I collect spores, molds and fungus.


----------



## Omar B (May 20, 2009)

Electric guitars - Carvin, Dean, Jackson.  I'm very picky too, new guitars have to be American made, used ones I don't care because I spend a fair amount of time rebuilding and repairing instruments to bring them up to a standard I like.  So I guess my hobby of restoring guitars ties into my collecting guitars.

Comic Books - Mostly DC titles.

Novels & Military History books - I have a degree in Lit, sue me.


----------



## Cryozombie (May 20, 2009)

I have over 200 DVDs... does that count as a collection?


----------



## Tez3 (May 20, 2009)

MA-Caver said:


> I collect spores, molds and fungus.


 
Intentionally lol?


----------



## Bill Mattocks (May 20, 2009)

I collect antique American-made wind-up men's wristwatches, although I haven't added to my collection in many years.

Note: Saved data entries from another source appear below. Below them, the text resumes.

PR #247, opened 2024-12-27
[VPR] Reawaken Legacy option

Kagekazu:
- Remove conflict with ST
- Put on Reaving Fangs instead of Steel Fangs
- Make low lvl/no opener behave again.


zbee (approved):
Conflicts look to all go both ways, LGTM.

PR #255, opened 2024-12-29
[NIN PVP] Unsealed Seiton Tenchu Health Check

edewen:
Shifted the Health check slider for seiton tenchu outside of the or statement so it also applies to unsealed Seiton techu


zbee (approved):
LGTM as a fix for this [discord issue](https://discord.com/channels/1001823907193552978/1323014770789580902)

PR #257, opened 2024-12-30
[MCH] Queen and Excavator

Kagekazu:
- Add boss logic for when to use what part of queen
- Add boss logic for when to use excavator


zbee (approved):
Simple stuff, LGTM.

I also collect antique cameras, which I try to restore, when my barely-sufficient mechanical skills are up to the task.  Otherwise, you could say I take broken old cameras and make them brokener.

I have quite a collection of used and worthless lottery tickets.  Oh well.


----------



## terryl965 (May 20, 2009)

Stamps, Baseball cards, hotwheels and a few other things like Books and DVD's. About twenty years ago I started collecting Salt and Pepper shakers from everywhere.


----------



## Brian R. VanCise (May 20, 2009)

I have seen Terry's collection and it is pretty awesome. 
	

	
	
		
		

		
			






For myself I collect *blades*. (what would you expect)  However,
I have no idea how many of them I have. :idunno:


----------



## bluekey88 (May 20, 2009)

Bruises, injuries, etc...

Seriously, video games, DVD's, strays (dogs and people mostly  )

Peace, 
Erik


----------



## ShelleyK (May 20, 2009)

Postcards   Ive been collecting them since I was a kid!  So message me for my address and send me one from your area!!!


----------



## Cryozombie (May 20, 2009)

I suppose my Wargaming Miniatures count... although I have fewer than I did since I stopped doing Warhammer 40k.  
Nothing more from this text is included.